浏览器高级配置
设置浏览器无头模式(Headless Chrome/Firefox):
python
from selenium import webdriver
options = webdriver.ChromeOptions()
options.add_argument('--headless=new')
driver = webdriver.Chrome(options=options)
自定义用户代理和窗口大小:
python
options.add_argument('--user-agent=CustomAgent')
options.add_argument('--window-size=1920,1080')
元素高级定位
XPath高级定位示例(包含动态属性处理):
python
# 包含特定文本
element = driver.find_element(By.XPATH, "//*[contains(text(),'动态文本')]")
# 多条件组合定位
element = driver.find_element(By.XPATH, "//div[@class='list' and @data-id>100]")
# 轴定位(查找兄弟节点)
sibling = driver.find_element(By.XPATH, "//div[@id='target']/following-sibling::div[1]")
CSS选择器高级用法:
python
# 属性值部分匹配
element = driver.find_element(By.CSS_SELECTOR, "[class*='partial']")
# 子元素选择
element = driver.find_element(By.CSS_SELECTOR, "ul.items > li:first-child")
复杂交互操作
处理动态加载内容(显式等待结合EC条件):
python
from selenium.webdriver.support.ui import WebDriverWait
from selenium.webdriver.support import expected_conditions as EC
element = WebDriverWait(driver, 10).until(
EC.presence_of_element_located((By.ID, "dynamicElement"))
)
鼠标动作链(复杂拖拽操作):
python
from selenium.webdriver.common.action_chains import ActionChains
source = driver.find_element(By.ID, "source")
target = driver.find_element(By.ID, "target")
ActionChains(driver).drag_and_drop(source, target).perform()
文件处理
文件上传(无需GUI交互):
python
file_input = driver.find_element(By.CSS_SELECTOR, "input[type='file']")
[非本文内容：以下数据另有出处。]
PR #1422, opened 2019-02-01
osql: Skip saving OSQL ops for single statements.

riverszhang89:
Do not save OSQL operations to shadow tables for a single statement unless it runs under read committed or above.

### DIFF
--- a/db/osqlsqlthr.c
+++ b/db/osqlsqlthr.c
@@ -268,6 +268,8 @@ int osql_delrec(struct BtCursor *pCur, struct sql_thread *thd)
                    __LINE__, __func__, rc);
             return rc;
         }
+        if (clnt->ctrl_sqlengine == SQLENG_NORMAL_PROCESS)
+            return 0;
     }
 
     if (gbl_expressions_indexes && pCur->db->ix_expr) {
@@ -389,6 +391,9 @@ int osql_insrec(struct BtCursor *pCur, struct sql_thread *thd, char *pData,
                    __LINE__, __func__, rc);
             return rc;
         }
+
+        if (clnt->ctrl_sqlengine == SQLENG_NORMAL_PROCESS)
+            return 0;
     }
 
     if (gbl_expressions_indexes && pCur->db->ix_expr) {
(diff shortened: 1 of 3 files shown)


riverszhang89:
oltp_insert runs 15% faster with this simple change.

ldennis:
How does this handle master swings?

riverszhang89:
You're right - it does not. We still need to send commit separately from insrec.

adizaimi:
We have a test, restart_socksql.test, which you should try -- test randomly fails to deliver to master so we retry. It would seem that if you dont save, you cant retry.
Try running socksql_master_swings.test a large number of times, i think it will also fail.

ldennis:
This is still useful though. As master swings do not happen that often, in the case when it does happen, maybe we can somehow treat this as a "verify retry" and so we can replay the sql?

riverszhang89:
I thought of that. The problem is that we would need to change sqlinterfaces layer more aggressively to permit SELECTV's to retry. I guess I could try that.

ldennis:
At least for single statements, we dont have the SELECTV problems.

riverszhang89:
Oh ... I wasn't aware of that. Then it is totally do-able.

db/osqlsqlthr.c
```diff
@@ -800,6 +809,12 @@ int osql_sock_restart(struct sqlclntstate *clnt, int maxretries,
         cheap_stack_trace();
     }
 
+    if (clnt->ctrl_sqlengine == SQLENG_NORMAL_PROCESS) {
+        osql->single_stmt_retry = 1;
+        osql->xerr.errval = (ERR_BLOCK_FAILED + ERR_VERIFY);
+        return 0;
```
ldennis: We can probably get rid of `single_stmt_retry` if we return nonzero rcode (e.g. `SQLITE_ABORT`) here. With this approach, we may also need to change `sock_restart_retryable_rcode` to not retry in this case. I think sqlinterfaces.c should be able to handle these correctly as long as we have `osql->xerr.errval` correct (see `rc_sqlite_to_client()`).

riverszhang89: I added the flag so that we don't print an error on a fake single-statement verify-retry (see [here](https://github.com/bloomberg/comdb2/pull/1422/files#diff-0197042d98ced8aebf540e5e208649afR1150)).

ldennis: Is it easier to return nonzero rcode here?

riverszhang89:
The overhead of saving an OSQL opcode is now negligible with https://github.com/bloomberg/comdb2/pull/1521. Closing.

PR #1423, opened 2019-02-01
Handling of TK_FLOAT for remote cursors

mistachkin:
These change are designed to allow the TK_FLOAT token type to be handled for the remote cursor subsystem, i.e. sqlite3ExprDescribe_inner, et al.


dorinhogea:
This looks good. Please add a regression test, thanks!

PR #1427, opened 2019-02-07
Turn eventlog off by default.

mponomar:


adizaimi:
I'd suggest you put this under legacy defaults. This is needed for the testsuite.

PR #1429, opened 2019-02-08
Forbid remote admin

markhannum:
Port the forbid_remote_admin tunable back to R7: by default we will only allow 'admin' connections which originate from localhost.


markhannum:
Eventlog failures are unrelated

markhannum:
This adds a simple tunable, enabled by default, which forbids admin requests from remote machines.  Additionally, this fixes the threadpool logic- rather than consume from the queue, a thread will exit if it determines that the number of threads in the threadpool is beyond the maximum allowed.

PR #1432, opened 2019-02-12
Parallel sql with params

dorinhogea:
This is the next iteration for parallel sql: support for bound parameters.
The patch packages the client provided arguments in per-worker chunks that can be accessed contention-free, and handles the necessary remapping of un-named parameters in the statement string ('?' and ?'NNN'). Supporting named parameters is trivial ('@Name', ':Name', '$Name').


sqlite/src/sqliteInt.h
```diff
@@ -4382,6 +4382,8 @@ u64 sqlite3LogEstToInt(LogEst);
 VList *sqlite3VListAdd(sqlite3*,VList*,const char*,int,int);
 const char *sqlite3VListNumToName(VList*,int);
 int sqlite3VListNameToNum(VList*,const char*,int);
+VList *sqlite3VListClone(const VList*, void* (*)(size_t));
+void sqlite3VListPrint(loglvl lvl, const VList *pIn);
```
mistachkin: Ideally, these new prototypes should be wrapped in the #if SQLITE_BUILDING_FOR_COMDB2 found elsewhere in the file.

dorinhogea: done

dorinhogea:
thank you

PR #1437, opened 2019-02-13
Auto fix blob inconsistency.

riverszhang89:
Allow verify to fix non-fatal blob inconsistency.

(DRQS 120322231)


riverszhang89:
@akshatsikarwar has reviewed the pull request on bbgh. Thanks!

PR #1440, opened 2019-02-14
sqlite: sleep is not a constant function

akshatsikarwar:
This will make `select sleep(1), * from generate_series limit 10` actually take 10 seconds (1s per row).


riverszhang89:
odh_blobs is intermittently failing on master. I know what the problem is and have fixed it in https://github.com/bloomberg/comdb2/pull/1378/commits/b8768aed15348a3fff6d0d218a67e7ae2f225b53.

PR #1442, opened 2019-02-17
Add osql snapinfo hash for currently running osql session

adizaimi:
Add osql snapinfo hash for currentnly running osql session

### DIFF
--- a/db/comdb2.h
+++ b/db/comdb2.h
@@ -1216,7 +1216,11 @@ typedef struct snap_uid {
     char key[MAX_SNAP_KEY_LEN]; /* cnonce */
 } snap_uid_t;
 
-enum { SNAP_UID_LENGTH = 8 + 4 + (4 * 5) + 4 + 64 };
+enum { SNAP_UID_LENGTH = 16 + 4 + (4 * 5) + 4 + 64 };
+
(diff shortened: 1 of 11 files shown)


db/comdb2.h
```diff
@@ -1194,7 +1194,11 @@ typedef struct snap_uid {
     char key[MAX_SNAP_KEY_LEN]; /* cnonce */
 } snap_uid_t;
 
-enum { SNAP_UID_LENGTH = 8 + 4 + (4 * 5) + 4 + 64 };
+enum { SNAP_UID_LENGTH = 16 + 4 + (4 * 5) + 4 + 64 };
+
+BB_COMPILE_TIME_ASSERT(snap_uid_size,
+                       sizeof(snap_uid_t) == SNAP_UID_LENGTH);
+
```
markhannum: wait, this breaks compatibility, no?

markhannum: !! uid mode is disabled by legacy defaults .. nice ..

adizaimi:
/skipsysbench

trying roborivers one more time

db/comdb2.h
adizaimi: Just to clarify for the record, SNAP_UID_LENGTH was set to the wrong value and here I am just fixing it and adding the compile time assert.

PR #1444, opened 2019-02-19
NEWSI: free pglogs_queue_hash to fix memory leak

ldennis:
.


riverszhang89:
Does hash_free imply hash_clear?

PR #1445, opened 2019-02-20
Port fix string in indexes

dorinhogea:
Fixes:
Changes in upstream sqlite Expr for TK_COLUMN broke remote sql in R7.
Errors parsing to auto-generated strings are now passed back to local server and to the client.
Quoting in predicates containing string values are now properly handled.

### DIFF
--- a/sqlite/src/expr.c
+++ b/sqlite/src/expr.c
@@ -6282,9 +6282,10 @@ default_prec:
     }
     case TK_COLUMN: {
       if( atRuntime ){
-        return sqlite3_mprintf("\"%s\"",  pExpr->u.zToken);
+        assert(pExpr->y.pTab && pExpr->y.pTab->nCol > pExpr->iColumn);
+        return sqlite3_mprintf("\"%s\"",  pExpr->y.pTab->aCol[pExpr->iColumn].zName);
       }else{
-        return sqlite3_mprintf("%s",  pExpr->u.zToken);
+        return sqlite3_mprintf("%s",  pExpr->y.pTab->aCol[pExpr->iColumn].zName);
       }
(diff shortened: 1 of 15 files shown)


dorinhogea:
Follow-up from R6 https://bbgithub.dev.bloomberg.com/comdb2/comdb2/pull/1014.

sqlite/src/expr.c
```diff
@@ -6282,9 +6282,10 @@ static char* sqlite3ExprDescribe_inner(
     }
     case TK_COLUMN: {
       if( atRuntime ){
-        return sqlite3_mprintf("\"%s\"",  pExpr->u.zToken);
+        assert(pExpr->y.pTab && pExpr->y.pTab->nCol > pExpr->iColumn);
+        return sqlite3_mprintf("\"%s\"",  pExpr->y.pTab->aCol[pExpr->iColumn].zName);
       }else{
-        return sqlite3_mprintf("%s",  pExpr->u.zToken);
+        return sqlite3_mprintf("%s",  pExpr->y.pTab->aCol[pExpr->iColumn].zName);
```
mistachkin: I think this should also be %q, e.g.:

sqlite> create table t1 ( "x' -- more stuff here" integer );
sqlite> pragma table_info(t1);
0|x' -- more stuff here|integer|0||0

Column names from the schema can include quotes.

dorinhogea: This does not work in comdb2:
cdb2sql db1 local "create table ttttt (\"x' ha\" integer)"
[create table ttttt ("x' ha" integer)] failed with rc 240 ERROR at line   2: syntax error: '

PR #2038, opened 2020-01-27
TLSv1.3 post-handshake authentication, ASLR, etc.

### LINKED ISSUE #2028: TLS 1.3 post-handshake client authentication breaks our SSL connection logic
In TLS 1.2, [client authentication happens before handshake finishes](https://tools.ietf.org/html/rfc5246#section-7.3), which means that a client is good to read or write application data after a successful handshake.

However, In TLS 1.3, [client authentication happens after handshake](https://tools.ietf.org/html/rfc8446#section-2). A bad client (a revoked or expired cert) may see a successful handshake but encounter an error when exchanging application data with the server.

This protocol change breaks our connection logic. Because the error happens when a bad client tries to read from or write to the server, it's treated as a network error by the current logic. This then results in client retries, which are doomed to fail again.

Note that this is not a security issue. Server would still be correctly rejecting retries from a bad client, when compiled with openssl 1.1.1 or above which implements TLS 1.3.

riverszhang89:
Fixes #2028.

### DIFF
--- a/tests/mem_tracker.test/runit
+++ b/tests/mem_tracker.test/runit
@@ -7,8 +7,10 @@ dbnm=$1
 host=`cdb2sql ${CDB2_OPTIONS} -s --tabs $dbnm default 'SELECT comdb2_host()'`
 
 # Get the base address of comdb2 binary in the address space of the db process
-dbpid=`pgrep -a comdb2 | grep $dbnm | awk '{print $1}'`
-baseaddr=`pmap $dbpid | grep comdb2$ | head -1 | awk '{printf "0x%s", $1}'`
+dbpid=`ssh $host 'pgrep -a comdb2' | grep $dbnm | awk '{print $1}'`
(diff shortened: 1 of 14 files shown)


tests/mem_tracker.test/runit
```diff
@@ -6,6 +6,10 @@ set -e
 dbnm=$1
 host=`cdb2sql ${CDB2_OPTIONS} -s --tabs $dbnm default 'SELECT comdb2_host()'`
 
+# Get the base address of comdb2 binary in the address space of the db process
+dbpid=`pgrep -a comdb2 | grep $dbnm | awk '{print $1}'`
```
adizaimi: in clustered mode you don't have comdb2 executable running

riverszhang89: Right. Thank you!

riverszhang89:

PR #2046, opened 2020-01-30
Simplify code that computes clntstats hash entry

adizaimi:
Simplify code that computes clntstats hash entry


adizaimi:
I had put it to 0 for testing, that's why the tunable test had the diff. Will run it again for completeness.
Thanks

nirbhayc:
> I had put it to 0 for testing, that's why the tunable test had the diff. Will run it again for completeness.
> Thanks

Really, didn't notice that in the patch.

adizaimi:
> > I had put it to 0 for testing, that's why the tunable test had the diff. Will run it again for completeness.
> > Thanks
> 
> Really, didn't notice that in the patch.

Probably I pushed the reversal just before you opened the PR for viewing. Sorry, and thanks.

PR #2047, opened 2020-01-30
Member rqid is moved so use hash init with offset

adizaimi:
Moving rqid in structure osql_sqlthr so need to use hash init with offset hash_init_o().


adizaimi:
Thank you Akshat!

PR #2048, opened 2020-01-30
Sc lockorder apply

markhannum:
Lots of changes in this branch which address various schemachange issues.  I'm preparing more formal documentation about what was changed, and why.  I'm submitting this as a PR now so that it will run under RR.

### DIFF
--- a/CMakeLists.txt
+++ b/CMakeLists.txt
@@ -83,6 +83,48 @@ add_definitions(
   -D_FILE_OFFSET_BITS=64
 )
 
+option(DEBUG_STACK_TAG_SCHEMA "Stack at add or remove a tag-schema" OFF)
+mark_as_advanced(DEBUG_STACK_TAG_SCHEMA)
+if(DEBUG_STACK_TAG_SCHEMA)
+    add_definitions(-DDEBUG_STACK_TAG_SCHEMA)
+endif()
+
+option(DEBUG_STACK_AT_TXN_LOG "Stack when writing a commit record" OFF)
+mark_as_advanced(DEBUG_STACK_AT_TXN_LOG)
+if(DEBUG_STACK_AT_TXN_LOG)
+    add_definitions(-DDEBUG_STACK_AT_TXN_LOG)
+endif()
+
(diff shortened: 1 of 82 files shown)


markhannum:
This is ready for review- I will be attaching some support documentation / description of some of these changes.

markhannum:
See text-files (stil in progress) in sc_review directory for info

markhannum:
Did a review with Nirbhay and Mike (thanks guys)!  Am going to list a few follow-up items, and I think folks are reviewing the code more carefully:

1. In backout_and_abort_tranddl, why do we call "trans_commit" if we've actually closed files rather than trans_abort?
Yes- the function "backout_schema_changes", called later in this function calls reload_db_tran, which calls load_new_ondisk.  This re-opens the old version of the tables under the same transaction.

2. In db/osqlcomm.c we get the schema-lock while holding db-level pagelocks .. this breaks the normal rule of always acquiring the pagelocks first, doesn't it?
Yes- we'd only be holding database level locks at this point if the transaction is running mixed ddl and dml.  The sc_truncate testcase has never tested this specifically.  This is an area of future work, and potentially a deep rabbit hole.  We've discussed the idea of either acquiring the schema-lock earlier in toblock, or forbidding mixed dml/ddl transactions.

3. Can we generalize the "assert-lk" functions so that they could be used with any rw-mutex, or any pthread_mutex?
Yes- great idea .. we would also like the ability to assert that a thread holds database-level locks.  I.e., assert that at this point in the code the schema-change thread holds a writelock on the table being schema-changed.  This is also an area of future work.

4. osql_postcommit_handle references iq->sc->db .. this db may no longer be there
Uhhh .. yes .. the call to bdb_lock_tablename_read should be moved up.  I will change that tonight.

5. Do we pass the correct bdb_state into wait_for_seqnum_from_all_int?
Yes- trans_commit_int was changed to pass in the parent table rather than the child table.

I will address also the things you guys have commented directly on.  Thanks for the help guys!

markhannum:
> For #4, the correct fix for this is to add the file to the del-files list before the commit record has been written (while the tablelock is still held by the transaction).

PR #2057, opened 2020-02-01
sqlitex plugin

nirbhayc:
(for testing only)


cdb2api/CMakeLists.txt
```diff
@@ -7,6 +7,7 @@ set(src
 
 list(APPEND src ${PROJECT_SOURCE_DIR}/util/walkback.c)
 set_source_files_properties(${PROJECT_SOURCE_DIR}/util/walkback.c PROPERTIES COMPILE_FLAGS -DUSE_UNWIND)
+set_source_files_properties(cdb2api.c PROPERTIES COMPILE_FLAGS "-Wno-stringop-overflow")
```
akshatsikarwar: https://gcc.gnu.org/onlinedocs/gcc/Diagnostic-Pragmas.html
Lets do it for just the offending section - not entire file.

PR #2058, opened 2020-02-03
Add fingerprint column to active connections virtual table (backport)

mistachkin:


db/db_fingerprint.c
```diff
@@ -53,26 +53,35 @@ int clear_fingerprints(void) {
...
+    MD5Context ctx = {0};
+
+    assert(zNormSql);
+    assert(pnNormSql);
+
+    *pnNormSql = strlen(zNormSql);
+
+    MD5Init(&ctx);
+    MD5Update(&ctx, (unsigned char *)zNormSql, *pnNormSql);
+    memset(fingerprint, 0, FINGERPRINTSZ);
```
mponomar: Don't think this needs a memset?  We're about to overwrite it.

mponomar: I realize existing code did that as well.

PR #2062, opened 2020-02-03
Port from r6 1097

dorinhogea:
Currently releasing locks during cursor moves can leave sqlite engine in a non-recoverable state.  Since it is safe to release the lock during row emitting phase, we can postpone lock release until the engine sends a row to the client.
The only case when this is a problem is when a join runs a heavy inner loop, taking a long time to send a row back.  We provide a configurable time delay default to 5 seconds to prevent this from becoming a problem.
In the targeted non-recoverable state, sqlite engine prints "Dta lookup failed" error, and client gets a 203 error code.


dorinhogea:
NOTE: there are two more cases that require further thought:
- releasing the locks during the shadow update in old snapshot/serial mode (current patch introduces an alert to detect when this happens)
- fetching blobs 
These cases will be the subject of future PR-s.

PR #2066, opened 2020-02-04
sqlite: register date functions correctly

nirbhayc:
No need to check thd to register date functions.


nirbhayc:
Cherry-picked to 7.0.

nirbhayc:
@mistachkin Thanks for having a look at the patch!

PR #2067, opened 2020-02-05
fix off by one when string for stack or taskname is empty

adizaimi:
fix off by one when string for stack or taskname is empty


adizaimi:
Thanks Joe.

PR #2068, opened 2020-02-05
Remove unused atomic include file

adizaimi:
Remove unused atomic include file


adizaimi:
Cherry picked into 7.0.
Thanks Akshat.

PR #2069, opened 2020-02-05
Properly cleanup nodestat entries

adizaimi:
Properly cleanup nodestat entries.


db/reqlog.c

file_input.send_keys("/absolute/path/to/file.txt")
文件下载配置(Chrome示例):
python
options = webdriver.ChromeOptions()
prefs = {
"download.default_directory": "/path/to/downloads",
"download.prompt_for_download": False
}
options.add_experimental_option("prefs", prefs)
性能优化
禁用图片加载提升速度:
python
chrome_options = webdriver.ChromeOptions()
prefs = {"profile.managed_default_content_settings.images": 2}
chrome_options.add_experimental_option("prefs", prefs)
网络请求拦截(Chrome DevTools协议):
python
driver.execute_cdp_cmd('Network.enable', {})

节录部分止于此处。